Core risk: Cloning models through input-output analysis (such as collecting data through high-frequency API calls) for counterfeiting or adversarial attacks.

Technical means: Reconstruct the model based on input-output pairs, which is different from model stealing.

Mitigation measures: API rate limiting, application layer access control.

9. IIC Insecure Integrated Component

Core risk: Plugin/library vulnerabilities are exploited, leading to unauthorized access or malicious code injection (such as manipulating input and output to trigger chain attacks).

Attack association: Related to prompt injection, but can be implemented through poisoning, evasion and other means.

Mitigation measures: Strict component permission control and input and output verification.

10. PIJ Tip Injection

Core risk: Taking advantage of the ambiguity of the "command-data" boundary in the prompt to inject malicious commands (such as the jailbreak attack "ignore previous commands").

Attack form: direct input or indirect injection from carriers such as documents/images (multimodal scenario).

Mitigation measures: input-output filtering, adversarial training.

11. MEV Model Circumvention

Core risk: Slightly disturbed inputs (such as a sticker blocking a road sign) can cause the model to make incorrect inferences, affecting safety-critical systems.

Technical means: adversarial samples, homograph attacks, and steganographic encoding.

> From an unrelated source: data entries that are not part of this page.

PR #4, opened 2024-08-13
Add Spark job S3 upload method

dfsnow:
This PR adds an `upload()` method to `SparkJob` that takes Hive-partitioned table extraction results and uploads them to S3.


src/utils/spark.py
```diff
@@ -107,6 +116,19 @@ def __init__(
...
+        """
+        desc = [f"{self.table_name}"]
+        if self.taxyr:
+            min_year, max_year = self.taxyr[0], self.taxyr[-1]
+            desc.append(f"taxyr=[{min_year}, {max_year}]")
+        if self.cur:
+            desc.append(f"cur=[{', '.join(self.cur)}]")
+
+        return ", ".join(desc)
+
```
dfsnow, line 132: Just reordered this to be in alphabetical order with the other methods. No actual changes.

secrets/AWS_CREDENTIALS_FILE
dfsnow, line 1: This is just a boilerplate long-lived AWS credential file (though actually filled out in the repo). The benefit of passing it this way vs just mounting the `~/.aws/credentials` dir is that this container can use a set of credentials specific to its function.

That said, this feels pretty jank overall. I think we need to move toward a dedicated secret store by the end of the year. Open to any suggestions though.

dfsnow, line 1: This is just a boilerplate long-lived AWS credential file (though actually filled out in the repo). The benefit of passing it this way vs just mounting the ~/.aws/credentials dir is that this container can use a set of credentials specific to its function.

That said, this feels pretty jank overall. I think we need to move toward a dedicated secret store by the end of the year. Open to any suggestions though.

jeancochrane: **[Question, non-blocking]** Agreed that this is the right call for now, but that we should schedule some time to overhaul our credential management next quarter. Are we planning to reuse the credentials for the exisitng sqoop process, or does this Spark setup require a modified set of permissions?

src/utils/helpers.py
```diff
@@ -2,6 +2,26 @@
...
+            relative to the Docker container.
+    """
+    dir_path = Path(dir)
+    if not dir_path.is_dir():
+        raise ValueError(f"The path {dir} is not a valid directory.")
+
+    for item in dir_path.iterdir():
+        if item.is_dir():
+            clear_directory(item)  # Recursively clear
+            item.rmdir()
```
jeancochrane: **[Question, non-blocking]** Is there a reason to recursively clear subdirectories rather than use [`shutil.rmtree`](https://docs.python.org/3/library/shutil.html#shutil.rmtree)?

src/utils/spark.py
```diff
@@ -220,3 +229,59 @@ def repartition(self) -> None:
...
+            ):
+                for obj in page.get("Contents", []):
+                    s3_files_to_delete.add(obj["Key"])
+
+        if s3_files_to_delete:
+            delete_objects = [{"Key": f"{key}"} for key in s3_files_to_delete]
+            self.session.s3_client.delete_objects(
+                Bucket=self.session.s3_bucket,
+                Delete={"Objects": delete_objects},
+            )
```
jeancochrane: **[Thought, non-blocking]** It strikes me that if we delete the existing data and then run into a problem during the upload to replace it, we might end up in a situation where we wake up in the morning and find there's no data in the bucket. Is this a problem? We could be more defensive by uploading to a different prefix, clearing the old prefix, and then moving the fresh upload to the old prefix, but I'm not sure yet if the added complexity is worth it -- I'll leave it up to you to decide.

jeancochrane (approved):
Very nice work here, I like the simplicity of the `upload()` method!

secrets/AWS_CREDENTIALS_FILE
dfsnow: We can just re-use the existing credentials since they're already permissioned for exactly (and only) what this job needs to do.

src/utils/helpers.py
dfsnow: Yeah, me being dumb again. Fixed in 3e82cca.

src/utils/spark.py
dfsnow: Good thinking! In bb103cc I used a set diff such that only files not in the local dir are deleted from the remote. That way we delete orphan partitions/files, then overwrite the rest of the files via upload.

src/utils/helpers.py
jeancochrane: Nice! This may be intentional, but heads up that (by my reading) the old version of `clear_directory` would preserve the existence of the empty top-level directory itself, while `shutil.rmtree` will delete everything, including the empty directory. I'm not sure if that matters, so disregard if not!

dfsnow: Tis fine, as the top level dir is re-created on every Spark read.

Mitigation measures: Diversified data training, adversarial testing.

12. SDD sensitive data leakage

Core risk: Model output leaks private information in training data, user conversations, or prompts (such as memory data and log storage vulnerabilities).

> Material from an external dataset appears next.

PR #5, opened 2024-08-14
Add GitHub workflow dispatch method

dfsnow:
This PR ports and translates the GitHub workflow dispatch shell script from sqoop into a simple Python method for Spark. The workflow dispatch is called at the end of a session once all jobs and uploads are complete.

[Here's](https://github.com/ccao-data/data-architecture/actions/runs/10394017482) a successfully triggered workflow.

Leakage channels: user query logs, training data memory, and plug-in integration vulnerabilities.

Mitigation measures: output filtering, privacy-enhancing techniques, data de-identification.

13. ISD infers sensitive data

Core risk: The model infers sensitive information (such as user attributes, privacy associations) that is not included in the training data through input.

Risk difference: Unlike SDD, it does not directly leak training data, but infers related information.

Mitigation measures: output filtering, sensitive inference testing during training.

14. IMO Unsafe Model Output

Core risk: Unverified model output contains malicious content (such as phishing links, malicious code).

Attack scenario: Accidentally triggering or actively inducing the generation of harmful output.

Mitigation: Output validation and sanitization.

15. RA Malicious Operations

Core risk: Proxy tools perform unexpected operations due to input perturbations or malicious attacks (such as excessive permissions leading to system damage).

Risk type: Mission planning error (accidental) or prompt injection inducement (malicious).

Mitigation measures: principle of least privilege and manual review intervention.

The design of SAIF is inspired by a deep understanding of the unique security trends and risks of AI systems. Google points out that it is crucial to establish a unified framework covering the public and private sectors, which can ensure that technology developers and users jointly protect the underlying technology that supports the development of AI, so that AI models have "default security" capabilities from the beginning of deployment.